### Work to be completed:
Please restate the data word for word, leaving out no line.

### Excerpted records:
------------------------------

PR #3273, opened 2018-08-24
Add InlineMarkdown attribute

live1206:


src/docfx/build/page/Markup.cs
```diff
@@ -80,6 +88,18 @@ internal static class Markup
             }
         }
 
+        private static string ToHtml(string markdown, MarkdownPipelineType pipelineType)
```
yufeih: make it `MarkdownPipeline GetPipeline(pipelineType)` to be shareable with `Parse`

------------------------------

### Exercise solution:
PR #3273, opened 2018-08-24
Add InlineMarkdown attribute

live1206:


src/docfx/build/page/Markup.cs
```diff
@@ -80,6 +88,18 @@ internal static class Markup
             }
         }
 
+        private static string ToHtml(string markdown, MarkdownPipelineType pipelineType)
```
yufeih: make it `MarkdownPipeline GetPipeline(pipelineType)` to be shareable with `Parse`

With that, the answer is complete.